PR #429, opened 2019-01-10
Feedback from sil and others

NullVoxPopuli:
image
image

### DIFF
--- a/source/SIL.AppBuilder.Portal.Frontend/package.json
+++ b/source/SIL.AppBuilder.Portal.Frontend/package.json
@@ -69,6 +69,7 @@
     "react-router": "^4.3.1",
     "react-router-dom": "^4.3.1",
     "react-timezone": "^2.1.0",
+    "react-toastify": "^4.5.2",
     "recompose": "^0.30.0",
     "redux": "^4.0.0",
     "redux-actions": "^2.6.3",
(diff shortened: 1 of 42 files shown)


chrisvire:
What should I be reviewing?

NullVoxPopuli:
@chrisvire I guess the screenshots?

NullVoxPopuli:
latest status styles:
image

NullVoxPopuli:
Latest toast style: 
image

chrisvire:
Which aspects of the screen shot?  It would be nice to have a bullet list of the things you changed.

BTW, the green color on the toast is obnoxious.
The gray oval look less like buttons.  Maybe Josh should give some input?
Private icon is fine.

Anything else I should be noticing?

NullVoxPopuli:
image


what about that?


The list:
 - new tasks list
 - private projects no longer have a blue background
 - new toasts

NullVoxPopuli:
image

NullVoxPopuli:
I added fixes to 30930 and 30370 as well (they were small)
all that's remaining is fixing the tests for product selection, cause they were tied to order...
just need to update them to select products by name instead of by index.

chrisvire:
LGTM (after tests pass)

WORK TO COMPLETE: Find the string "json" in the material above. Then copy each line that has it.

REPLY TO THE EXERCISE:
--- a/source/SIL.AppBuilder.Portal.Frontend/package.json
+++ b/source/SIL.AppBuilder.Portal.Frontend/package.json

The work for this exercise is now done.